Okay...so here is what I’ve done. I mic’d the pin at .080, gripped it with a pair of needle nose vise grips......one end on my vice and hit the other end with a ballpeen hammer. Now it mic’s at .084. Cleaned everything with alcohol and applied some blue loctite and put it all back. I had to use a punch to drive it in all the way so it is nice and tight. Everything feels good......next step is get to the range and give it a try.


----------



## pic (Nov 14, 2009)

****** said:


> Okay...so here is what I’ve done. I mic’d the pin at .080, gripped it with a pair of needle nose vise grips......one end on my vice and hit the other end with a ballpeen hammer. Now it mic’s at .084. Cleaned everything with alcohol and applied some blue loctite and put it all back. I had to use a punch to drive it in all the way so it is nice and tight. Everything feels good......next step is get to the range and give it a try.
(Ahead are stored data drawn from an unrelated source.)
Issue #522, opened 2022-04-05
CI failures for main/k8s tests has been introduced without changes in this repo


consideRatio:
In [this old test run](https://github.com/dask/dask-gateway/runs/5709653936?check_suite_focus=true) of a recent commit, all tests passed. In [this newer test run](https://github.com/dask/dask-gateway/runs/5808760416?check_suite_focus=true) _of the same commit_ (manually triggered) we now have failures in the Python 3.7 test and all the k8s tests.

Something changed outside this repo, but what?

## Pip list differences

The previous worked, the new didn't. but something else can also be the cause.

```diff
-click==8.0.4
+click==8.1.2
-fsspec==2022.2.0
+fsspec==2022.3.0
-ipykernel==6.9.2
+ipykernel==6.11.0
-jupyter-client==7.1.2
+jupyter-client==7.2.1
-nbconvert==6.4.4
+nbconvert==6.4.5
-nest-asyncio==1.5.4
+nest-asyncio==1.5.5
-SQLAlchemy==1.4.32
+SQLAlchemy==1.4.34
-zipp==3.7.0
+zipp==3.8.0
```

martindurant:
I did see `click` implicated in some breakages elsewhere, but I don't remember quite where.

consideRatio:
I narrowed it down, this is worked around by avoiding click 8.1.0, 8.1.1, and 8.1.2 (latest), but I couldn't figure out what changed in click that caused this.

consideRatio:
Sadly this did only resolve the issue for the py37 test, not for all the k8s tests. I don't get whats the problem there still, but have started suspecting memory issues.

consideRatio:
Ah... I realized now that `click` probably is too blame also in the k8s tests. It just was that the `setup.py` defined version constraint wasn't respected by our Dockerfile's. I opened #524 about this.

consideRatio:
I'll let this be closed by #525 and open a new about fixing compatebility with click 8.1.0+

PR #525, opened 2022-04-06
maint: avoid regression/breaking change in `click` and declare our dependency to the library explicitly

consideRatio:
dask-gateway was dependent on click, but we didn't declare that dependency explicitly but instead relied on it showing up as a dependency from something else we had installed. Since we have a direct `import click` statement in the dask-gateway project, I suggest it is listed explicitly as a dependency like done in this PR now.

As part of listing `click` as an explicit dependency, we also pin it to avoid 8.1.0-8.1.2 which breaks things for us as discussed in #522.

### DIFF
--- a/continuous_integration/install.sh
+++ b/continuous_integration/install.sh
@@ -7,6 +7,7 @@ npm install -g configurable-http-proxy
 # entries in ../dev-environment.yaml
 pip install -U \
     aiohttp \
+    "click<8.1.0" \
     colorlog \
     cryptography \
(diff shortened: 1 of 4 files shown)


consideRatio:
Aaarrgh, I have to pin click in four separate places!!! I think its absolutely critical that we de-duplicate the dependencies we list for maintenance to be sustainable.

I'll go for a self-merge on this so I can rebase #519 and avoid this added complexity to that PR.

Good job, hope it works out.


----------



## pic (Nov 14, 2009)

****** said:


> Okay...so here is what I’ve done. I mic’d the pin at .080, gripped it with a pair of needle nose vise grips......one end on my vice and hit the other end with a ballpeen hammer. Now it mic’s at .084. Cleaned everything with alcohol and applied some blue loctite and put it all back. I had to use a punch to drive it in all the way so it is nice and tight. Everything feels good......next step is get to the range and give it a try.


Is the pin exposed on the gun, opposite side of the extractor?


----------



## denner (Jun 3, 2011)

****** said:


> Okay...so here is what I’ve done. I mic’d the pin at .080, gripped it with a pair of needle nose vise grips......one end on my vice and hit the other end with a ballpeen hammer. Now it mic’s at .084. Cleaned everything with alcohol and applied some blue loctite and put it all back. I had to use a punch to drive it in all the way so it is nice and tight. Everything feels good......next step is get to the range and give it a try.


I would want to think that would do the trick. A competent gunsmith I'm sure would resolve the issue as Steve suggested. I likewise don't feel any harm and probably a good result using a roll pin as opposed to the solid pin. Last but not least, I would definitely exclude any thought of drilling whatsoever.


----------